DavidMcC wrote:Mr.Samsa wrote:Not really, I was hoping for some experimental research on reciprocity and altruism in bonobos.
You seem to be confusing "caring" with "altruistic". The OP doesn't even mention altruism. Thus, you go on to rubbish science papers on the basis of a misunderstanding on your part.
You can nail @
Mr.Samsa on wording, but his concerns are valid. I recently read an excellent article on nutritional epidemiology at
http://garytaubes.com/2012/03/science-p ... -and-meat/ I don't find it particularly valuable for nutritional epidemiology, which I mostly do not care about, but what it says about science in general is quite good.
Basically, it's quite easy to find correlations. Searching for causal relationships is the hard part of science, and for this reason, it is omitted in a lot of research.
We know (or I guess we think we know) some things about bonobos and chimpanzees, including (maybe) the following:
1) In the words of George Carlin, bonobos make fuck, not kill.
2) Bonobos are smaller and weaker than chimpanzees.
3) They are on the other side of the Congo.

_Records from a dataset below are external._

Issue #236, opened 2021-02-01
Allow custom subscription name for Pub/Sub healthcheck


elefeint:
Issue ported from spring-cloud/spring-cloud-gcp#2630.

Currently, the Pub/Sub healthcheck attempts a pull from a nonexistent subscription. This has two negative consequences:

1. The pull takes longer
2. Error logs get polluted

Allowing a pull from a known existing subscription would ameliorate issues like spring-cloud/spring-cloud-gcp#2628 and spring-cloud/spring-cloud-gcp#2570.

elefeint:
Here are the detailed steps that will need to be taken for this task:

1. Introduce a new properties class `GcpPubSubHealthIndicatorProperties` in the `com.google.cloud.spring.autoconfigure.pubsub.health` package. You can model the class after `GcpPubSubProperties`, but it will be much simpler, only containing one property.
1. Introduce a new wrapper type that will contain `PubSubTemplate` and the healthcheck subscription name from the properties. [` PubSubHealthIndicatorAutoConfiguration`](https://github.com/GoogleCloudPlatform/spring-cloud-gcp/blob/fd96f3ab1d0df3c1dc0eca6ddc0db52b3fa765f1/spring-cloud-gcp-autoconfigure/src/main/java/com/google/cloud/spring/autoconfigure/pubsub/health/PubSubHealthIndicatorAutoConfiguration.java#L52) will need to use the new type as the second parameterized type, and it will need to create/provide a bean of that type.
1. Update [`PubSubHealthIndicator`](https://github.com/GoogleCloudPlatform/spring-cloud-gcp/blob/master/spring-cloud-gcp-autoconfigure/src/main/java/com/google/cloud/spring/autoconfigure/pubsub/health/PubSubHealthIndicator.java) class to accept the new wrapper type instead of `PubSubTemplate`.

4) They don't compete with gorillas.
5) Do they have more oxytocin? Maybe. How many bonobo brains have been dissected to count receptors?
6) Bonobos are "led by females." I'm not even sure what that means. Female humans often say that male humans lead the world; male humans often say the same about female humans. Radar O'Reilly clearly led the 4077 M*A*S*H by one standard, Col. Potter by another. We can't even get our own species approximately right.
7) As for sex differences, female chimpanzees have been observed stealing and eating the infants of other female chimpanzees, and female humans have been observed sending young men to die in the Crimean War, neither of which is particularly caring.
8) Study of our closest relatives to any degree is in its infancy. It's younger than I am. I distinctly remember when organized warfare was discovered for the first time amongst chimpanzees, and I was already an adult.
In addition, apes dumber than chimpanzees and more removed from us have been observed behaving in quite different ways depending on the troupe (compare the Berkeley baboons to others).
Even if we were sure about everything on the list, it would take a lot of really good science to figure out what causes what. That's even without conflation from the warm fuzzy hippie glow that bonobos seem to have achieved in human folklore. Hell, even I would like to believe it. But science?